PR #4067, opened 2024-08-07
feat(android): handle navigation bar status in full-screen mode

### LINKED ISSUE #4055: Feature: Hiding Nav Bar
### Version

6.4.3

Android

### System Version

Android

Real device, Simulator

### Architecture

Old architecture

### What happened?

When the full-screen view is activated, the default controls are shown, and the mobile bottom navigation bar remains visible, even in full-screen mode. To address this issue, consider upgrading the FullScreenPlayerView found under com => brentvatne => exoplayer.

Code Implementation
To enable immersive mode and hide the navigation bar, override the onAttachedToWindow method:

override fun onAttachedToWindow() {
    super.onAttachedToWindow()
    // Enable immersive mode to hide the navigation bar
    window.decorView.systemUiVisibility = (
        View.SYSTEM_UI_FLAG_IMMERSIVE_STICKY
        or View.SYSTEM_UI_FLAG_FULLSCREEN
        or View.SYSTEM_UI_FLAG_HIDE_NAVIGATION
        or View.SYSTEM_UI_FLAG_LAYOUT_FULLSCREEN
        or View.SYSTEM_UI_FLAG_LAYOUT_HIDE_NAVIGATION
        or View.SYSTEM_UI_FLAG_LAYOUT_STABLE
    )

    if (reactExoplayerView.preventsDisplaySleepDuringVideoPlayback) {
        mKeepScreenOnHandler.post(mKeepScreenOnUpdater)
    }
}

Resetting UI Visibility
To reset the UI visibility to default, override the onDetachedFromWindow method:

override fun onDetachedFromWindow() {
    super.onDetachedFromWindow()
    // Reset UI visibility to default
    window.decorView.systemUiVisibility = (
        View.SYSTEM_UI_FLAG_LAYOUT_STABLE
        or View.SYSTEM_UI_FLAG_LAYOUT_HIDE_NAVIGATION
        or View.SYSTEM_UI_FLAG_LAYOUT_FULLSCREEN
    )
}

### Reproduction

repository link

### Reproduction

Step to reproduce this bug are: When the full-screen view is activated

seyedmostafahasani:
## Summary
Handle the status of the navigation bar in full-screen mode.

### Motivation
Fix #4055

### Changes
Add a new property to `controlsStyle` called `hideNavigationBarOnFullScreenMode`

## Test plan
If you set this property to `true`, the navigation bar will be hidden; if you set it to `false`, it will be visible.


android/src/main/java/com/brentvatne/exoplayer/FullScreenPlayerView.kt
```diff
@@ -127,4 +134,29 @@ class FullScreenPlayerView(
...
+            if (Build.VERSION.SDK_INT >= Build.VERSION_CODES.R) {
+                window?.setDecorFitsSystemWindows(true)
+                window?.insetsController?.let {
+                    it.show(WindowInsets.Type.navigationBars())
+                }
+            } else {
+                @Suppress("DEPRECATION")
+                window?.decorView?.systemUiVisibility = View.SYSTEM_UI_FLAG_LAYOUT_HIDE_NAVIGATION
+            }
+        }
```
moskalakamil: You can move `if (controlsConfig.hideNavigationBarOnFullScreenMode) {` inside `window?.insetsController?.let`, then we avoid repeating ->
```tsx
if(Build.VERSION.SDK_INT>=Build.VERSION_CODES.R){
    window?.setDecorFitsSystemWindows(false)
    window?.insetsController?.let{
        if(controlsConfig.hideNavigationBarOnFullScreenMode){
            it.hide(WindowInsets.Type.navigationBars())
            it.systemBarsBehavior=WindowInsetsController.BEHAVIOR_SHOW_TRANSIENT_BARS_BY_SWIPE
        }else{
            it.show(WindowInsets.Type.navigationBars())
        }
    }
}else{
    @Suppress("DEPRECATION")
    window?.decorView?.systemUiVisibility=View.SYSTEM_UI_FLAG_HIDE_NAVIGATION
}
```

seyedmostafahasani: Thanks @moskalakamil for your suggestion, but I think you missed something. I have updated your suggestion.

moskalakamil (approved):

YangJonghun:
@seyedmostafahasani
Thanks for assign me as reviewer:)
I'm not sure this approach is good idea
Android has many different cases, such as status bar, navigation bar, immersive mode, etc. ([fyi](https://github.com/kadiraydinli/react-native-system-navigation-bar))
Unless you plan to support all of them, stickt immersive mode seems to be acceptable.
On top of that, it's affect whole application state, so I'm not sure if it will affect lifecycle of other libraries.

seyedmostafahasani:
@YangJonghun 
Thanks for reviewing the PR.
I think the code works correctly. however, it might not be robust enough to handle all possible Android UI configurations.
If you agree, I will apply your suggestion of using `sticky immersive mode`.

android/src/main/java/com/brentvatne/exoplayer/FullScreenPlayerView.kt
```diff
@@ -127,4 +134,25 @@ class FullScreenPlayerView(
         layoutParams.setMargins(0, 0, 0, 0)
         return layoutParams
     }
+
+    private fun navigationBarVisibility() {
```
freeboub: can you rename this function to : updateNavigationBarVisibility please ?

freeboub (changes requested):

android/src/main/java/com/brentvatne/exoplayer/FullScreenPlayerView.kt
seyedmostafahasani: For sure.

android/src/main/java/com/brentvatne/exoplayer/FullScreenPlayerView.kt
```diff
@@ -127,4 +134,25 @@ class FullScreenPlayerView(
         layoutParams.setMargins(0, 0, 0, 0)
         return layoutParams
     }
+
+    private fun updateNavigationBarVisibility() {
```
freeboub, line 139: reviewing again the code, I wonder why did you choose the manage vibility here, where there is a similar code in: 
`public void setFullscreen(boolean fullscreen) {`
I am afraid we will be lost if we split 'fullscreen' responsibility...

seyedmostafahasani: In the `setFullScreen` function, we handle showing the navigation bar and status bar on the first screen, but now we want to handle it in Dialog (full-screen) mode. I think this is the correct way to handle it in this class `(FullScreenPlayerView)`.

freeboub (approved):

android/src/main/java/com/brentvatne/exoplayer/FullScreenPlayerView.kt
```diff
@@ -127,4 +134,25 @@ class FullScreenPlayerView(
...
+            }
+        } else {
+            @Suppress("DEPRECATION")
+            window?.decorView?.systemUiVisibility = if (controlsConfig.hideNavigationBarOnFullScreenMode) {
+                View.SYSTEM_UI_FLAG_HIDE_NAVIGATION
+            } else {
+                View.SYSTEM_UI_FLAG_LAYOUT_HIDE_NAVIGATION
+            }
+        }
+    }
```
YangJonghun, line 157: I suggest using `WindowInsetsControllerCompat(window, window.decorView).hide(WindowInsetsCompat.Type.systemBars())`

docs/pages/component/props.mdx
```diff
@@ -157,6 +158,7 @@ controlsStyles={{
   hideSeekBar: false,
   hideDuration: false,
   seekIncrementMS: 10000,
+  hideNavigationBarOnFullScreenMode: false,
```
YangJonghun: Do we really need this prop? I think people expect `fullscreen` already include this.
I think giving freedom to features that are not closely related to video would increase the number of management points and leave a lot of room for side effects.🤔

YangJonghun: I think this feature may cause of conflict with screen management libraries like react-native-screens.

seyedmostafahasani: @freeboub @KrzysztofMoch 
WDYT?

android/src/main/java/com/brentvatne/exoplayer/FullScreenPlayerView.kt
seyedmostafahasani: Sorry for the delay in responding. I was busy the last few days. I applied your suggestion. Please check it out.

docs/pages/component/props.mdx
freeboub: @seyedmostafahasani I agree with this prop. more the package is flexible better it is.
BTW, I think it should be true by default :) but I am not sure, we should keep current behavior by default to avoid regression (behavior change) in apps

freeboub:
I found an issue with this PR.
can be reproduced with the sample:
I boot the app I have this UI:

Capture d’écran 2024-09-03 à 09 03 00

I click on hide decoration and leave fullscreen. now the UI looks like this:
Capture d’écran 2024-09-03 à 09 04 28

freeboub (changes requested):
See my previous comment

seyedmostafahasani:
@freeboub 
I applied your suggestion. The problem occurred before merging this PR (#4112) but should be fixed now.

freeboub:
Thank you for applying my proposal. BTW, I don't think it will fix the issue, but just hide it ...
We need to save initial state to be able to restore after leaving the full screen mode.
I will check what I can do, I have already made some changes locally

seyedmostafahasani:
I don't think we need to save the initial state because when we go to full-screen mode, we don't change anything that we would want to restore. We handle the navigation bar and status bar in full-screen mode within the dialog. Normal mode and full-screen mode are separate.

• [REQUIREMENT]:
Above are the records; please copy exactly their first line and each line after it through the line containing "### What happened?", and no line after that.

• [SOLUTION TO THIS PROBLEM]:
PR #4067, opened 2024-08-07
feat(android): handle navigation bar status in full-screen mode

### LINKED ISSUE #4055: Feature: Hiding Nav Bar
### Version

6.4.3

Android

### System Version

Android

Real device, Simulator

### Architecture

Old architecture

### What happened?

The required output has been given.